Now this is an excellent basis on which to start an engagement. I forget exactly how and when they became engaged, but it was certainly before Dick said humbly, "Darling, I don't think I am that sort of man; really, I'm awfully and frightfully ordinary," because, with all Pauline's kindness to sinners, there was none hardened enough to address her as "darling" without being first engaged to her; so by that I know they were engaged that evening at the opera, because it was in a Wagnerian pause that Dick said those words, in a loud voice from the back of the box. How else should a professional aunt know these things?

Between meeting Dick and becoming engaged to him, Pauline went home and came back with a larger box and stayed quite a long time, as time goes, although, as a time in which to become engaged, it was very short, and Nannie, feeling this, asked Pauline if she knew much about Mr. Dudley, and was she wise? In spite of this anxiety on Nannie's part, she enjoyed it all immensely, and wept to her heart's content when the engagement was announced.
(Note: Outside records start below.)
PR #64, opened 2019-03-11
Add herdingspikes support

martinosorb:
This seems to work, at least for me, and we can discuss together.

What I would like to do is to remove some of the default parameters so that the user is forced to set them manually, but I'm not sure what's the best way to do this.

### DIFF
--- a/spiketoolkit/sorters/herdingspikes/__init__.py
+++ b/spiketoolkit/sorters/herdingspikes/__init__.py
@@ -1,0 +1,1 @@
+from .herdingspikes import HerdingspikesSorter
--- a/spiketoolkit/sorters/herdingspikes/herdingspikes.py
+++ b/spiketoolkit/sorters/herdingspikes/herdingspikes.py
@@ -1,0 +1,135 @@
+import os
+import shutil
+
+from spiketoolkit.sorters.basesorter import BaseSorter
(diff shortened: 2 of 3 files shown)


alejoe91:
Hi @martinosorb 

Thanks for the addition. It looks good but I recommend changing a couple of things:

- `_default_params` : it's better to have it as a flat dictionary (not nested). Just expose the most useful parameters for the moment
- from the latest  PR, sorters need to implement the staticmethod `get_result_from_folder` (see example here: https://github.com/SpikeInterface/spiketoolkit/blob/master/spiketoolkit/sorters/klusta/klusta.py#L114-L117)

Could you add those?

Thanks

martinosorb:
I've added the method, which should work if the sorting extractor works. I copied the nested dictionary structure from tridesclous, it's useful because I can avoid calling all parameters one by one as kwargs. What do you mean by "just expose the most useful ones"?

alejoe91:
Regarding the parameters I think it's usefult to have a flat dictionary with the most useful/user-tunable params and then build the spike sorting dependent params structure in the function. But I guess this can be done later :)

Merging now

martinosorb:
Thanks for merging, I see what you mean. We'll have to decide which parameters need to be exposed with Matthias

Now Dick Dudley was a rich young man, and I wondered whether other people wept too from motives less pure and simple than Nannie's.

Pauline wanted me to join a society called "The Deaf Dog Society." The obligation enforced on members was that they should kneel down, put their arms round the neck of any deaf dog they should chance to meet, and say, "Darling, I love you."

"You see," she said, "a deaf dog doesn't know he is deaf, he only wonders why no one ever speaks to him, why no one ever calls him. So you see what a splendid society it is, and there is no subscription."

Dick made a stipulation that the benefits of the society should be conferred on dogs only. He made a point of that.